Her target: Spokane County Commissioner Todd Mielke, who was testifying on behalf of the Washington Association of Counties in favor of a bill that would change access to appeals over land decisions. As Mielke started to answer, she interrupted him.

“You don’t think this throws up a barrier?”

As a county commissioner, Mielke shares the authority to make decisions about how land is used in his jurisdiction. He and the two other commissioners can shift properties from rural to urban, or allow high-rise apartments to spring out of prairie land. Those angered by the changes have one recourse: appealing before the Growth Management Hearings Board. If they’re lucky, the board overrules the commissioners.

Right now, anyone who participates — verbally or in writing— in previous county hearings can go appeal to the Growth Management Hearing Board. That’s what Mielke and other commissioners throughout the state are trying to change. Two separate bills this legislative session attempted to raise the appeals threshold, requiring people first to prove they could be personally affected before allowing them to challenge a ruling.

Land-use activists worry that such a notion would betray the intent of the state’s growth-management rules, giving county commissioners more unchecked power and the citizenry a lot less. Already, the debate has become one of the first campaign issues in the upcoming race for Mielke’s seat.

“Anyone, anywhere, can step in and appeal a land-use decision [currently],” Mielke says. “You can have someone in Cheney who appeals a land-use decision on Five Mile Prairie.” An organization out of Oregon and Florida, he says, appealed a land decision in Washington’s Skamania County.

Mielke says he just wants to make land-use appeals consistent with the rules in most civil cases: Normally, one party can’t sue another unless they’ve been personally affected. But there’s another factor of course: budgets.

While it costs nothing for citizens to challenge county land-use decisions, the county racks up legal costs to defend them. Since the board was formed in 1993, Spokane County has had to defend land-use appeals on 47 occasions.

The proposed change, however, incited a flurry of protest from activist groups like FutureWise and the Neighborhood Alliance. These groups sometimes challenge zoning changes on the basis of issues like sprawl, environmental impact or traffic, rather than just the impact on a single group of neighbors. The change, they worry, could cut them out of the process.

“Any citizen or entity can be affected by a precedent set by a decision of the Hearings Board, whether in the county or not,” writes Kathy Miotke, president of the Neighborhood Alliance. She was part of a group that, in 2005, appealed several urban growth area expansions throughout the county. The board found those expansions to be clearly erroneous.

Attorney Rick Eichstaedt of the nonprofit Center for Justice points to another case. Last year, county commissioners considered using an emergency amendment to add 429 acres to the urban growth area near Medical Lake in order to build a controversial new jail. In that case, hardly any property owners would have been directly impacted, Eichstaedt says.

Had Mielke’s suggested changes been in place, Eichstaedt says, nobody could have challenged it.

The bill Mielke testified in favor of ended up dying in committee. A second bill that contained similar changes had those restrictions stripped in a later amendment.
Yet, the debate has given Mielke’s November opponent, former County Commissioner John Roskelley, ammunition for one of the first salvos of his campaign. From 2006 to 2010, Roskelley served on the Eastern Washington Growth Management board, judging exactly the kind of appeals that Mielke wants eliminated.  
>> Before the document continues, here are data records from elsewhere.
PR #571, opened 2019-01-30
switch to openshift image api group instead from deprecated oapi

mfojtik:
@mtrmac @rhatdan the `/oapi` is going to be removed in 4.0, we need to switch this to use the proper openshift api group.


runcom:
is this a dup of https://github.com/containers/image/pull/570?

mfojtik:
yeah, David was faster...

Roskelley also takes issue with the fact that the bill Mielke supported would have also added a $400 filing fee for people challenging land-use rulings.
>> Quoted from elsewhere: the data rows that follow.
PR #573, opened 2019-01-31
Don't update manifests when writing to digested references

nalind:
Don't make changes to manifests or the blobs they reference when we're writing to a location that's specified using a digested reference, since changing the manifest will break the reference.

### DIFF
--- a/copy/copy.go
+++ b/copy/copy.go
@@ -13,7 +13,9 @@ import (
 	"sync"
 	"time"
 
+	"github.com/containers/image/docker/reference"
 	"github.com/containers/image/image"
+	"github.com/containers/image/manifest"
 	"github.com/containers/image/pkg/blobinfocache"
 	"github.com/containers/image/pkg/compression"
 	"github.com/containers/image/signature"
@@ -212,7 +214,7 @@ func Image(ctx context.Context, policyContext *signature.PolicyContext, destRef,
 
 // Image copies a single (on-manifest-list) image unparsedImage, using policyContext to validate
 // source image admissibility.
-func (c *copier) copyOneImage(ctx context.Context, policyContext *signature.PolicyContext, options *Options, unparsedImage *image.UnparsedImage) (manifest []byte, retErr error) {
+func (c *copier) copyOneImage(ctx context.Context, policyContext *signature.PolicyContext, options *Options, unparsedImage *image.UnparsedImage) (manifestBytes []byte, retErr error) {
 	// The caller is handling manifest lists; this could happen only if a manifest list contains a manifest list.
 	// Make sure we fail cleanly in such cases.
 	multiImage, err := isMultiImage(ctx, unparsedImage)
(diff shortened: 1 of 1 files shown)


mtrmac:
There’s definitely some merit to this — using digested references for destinations can’t work if `copy.Image` can just modify the manifest.

Strictly speaking it’s only enforcing that the destination specifies _some_ digest, not the digest of the original manifest.

More to the point, I don’t think this can fix the underlying cause of the mismatches on pull: consider (private) https://bugzilla.redhat.com/show_bug.cgi?id=1669096#c5 .  The primary cause is that c/storage deduplicates by config, and returns the last pushed manifest for that config (which is the only one recorded), not a manifest that matches the requested digest (which would require recording all manifests).

nalind:
Ah, revised to enforce an exact match.

copy/copy.go
```diff
@@ -548,7 +563,7 @@ func layerDigestsDiffer(a, b []types.BlobInfo) bool {
 
 // copyUpdatedConfigAndManifest updates the image per ic.manifestUpdates, if necessary,
 // stores the resulting config and manifest to the destination, and returns the stored manifest.
-func (ic *imageCopier) copyUpdatedConfigAndManifest(ctx context.Context) ([]byte, error) {
+func (ic *imageCopier) copyUpdatedConfigAndManifest(ctx context.Context, expectedDigest *digest.Digest) ([]byte, error) {
```
mtrmac: Check for `expectedDigest` all the way down here is unnecessarily late.

Instead, please do it just after `image.FromUnparsedImage`, in the same block that sets `destisDigestedReference`.  That will mean that users submitting digests that don’t match the source will see an immediate failure instead of having to wait for all layers to be copied.

And if `!c.canModifyManifest`, `copyUpdatedConfigAndManifest` already uses `ic.src.Manifest`, which is exactly the source manifest unmodified, so an extra check that it matches the digest at this point is not necessary (if the manifest was checked before copying layers).

copy/copy.go
```diff
@@ -569,20 +584,29 @@ func (ic *imageCopier) copyUpdatedConfigAndManifest(ctx context.Context) ([]byte
...
+	manifestBytes, _, err := pendingImage.Manifest(ctx)
 	if err != nil {
 		return nil, errors.Wrap(err, "Error reading manifest")
 	}
+	if expectedDigest != nil {
+		manifestDigest, err := manifest.Digest(manifestBytes)
+		if err != nil {
+			return nil, errors.Wrapf(err, "Error computing digest of pending manifest")
+		}
+		if manifestDigest != *expectedDigest {
```
mtrmac: (in addition to moving the code, as discussed elsewhere)

Please use `manifest.MatchesDigest`, to have some chance of supporting multiple different digest algorithms in the future.

copy/copy.go
```diff
@@ -262,14 +277,14 @@ func (c *copier) copyOneImage(ctx context.Context, policyContext *signature.Poli
...
-		canModifyManifest: len(sigs) == 0,
+		canModifyManifest: len(sigs) == 0 && !destIsDigestedReference,
 		// Ensure _this_ copy sees exactly the intended data when either processing a signed image or signing it.
 		// This may be too conservative, but for now, better safe than sorry, _especially_ on the SignBy path:
 		// The signature makes the content non-repudiable, so it very much matters that the signature is made over exactly what the user intended.
 		// We do intend the RecordDigestUncompressedPair calls to only work with reliable data, but at least there’s a risk
 		// that the compressed version coming from a third party may be designed to attack some other decompressor implementation,
 		// and we would reuse and sign it.
-		canSubstituteBlobs: len(sigs) == 0 && options.SignBy == "",
+		canSubstituteBlobs: len(sigs) == 0 && options.SignBy == "" && !destIsDigestedReference,
```
mtrmac: (Hum, at this point it might be more maintainable to have a separate
```go
ic.canSubstituteBlobs = ic.canModifyManifest && options.SignBy == ""
```
)

copy/copy.go
nalind: Ah, right.  Changing it.

copy/copy.go
```diff
@@ -224,6 +226,19 @@ func (c *copier) copyOneImage(ctx context.Context, policyContext *signature.Poli
...
+	if ref := c.dest.Reference(); ref != nil {
+		if named := ref.DockerReference(); named != nil {
+			if digested, ok := named.(reference.Digested); ok {
+				destIsDigestedReference = true
+				referenceDigest := digested.Digest()
+				expectedDigest = &referenceDigest
+			}
+		}
+	}
+
```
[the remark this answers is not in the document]
nalind: Moving this bit.

copy/copy.go
nalind: Moved it.

copy/copy.go
nalind: Made the change as you described.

“It essentially guts the whole principle of the Growth Management Act,” Roskelley says.

Mielke has objected to Roskelley’s characterization, saying his testimony in Olympia only regarded the limits on appeal — not the proposed fee.

However, a recording of his testimony shows that Mielke defended the $400 filing fee, although he noted that those who could not afford it could apply for an exemption.

“That bill does impose a filing fee,” Mielke said in the beginning of his testimony. “We think that’s reasonable.”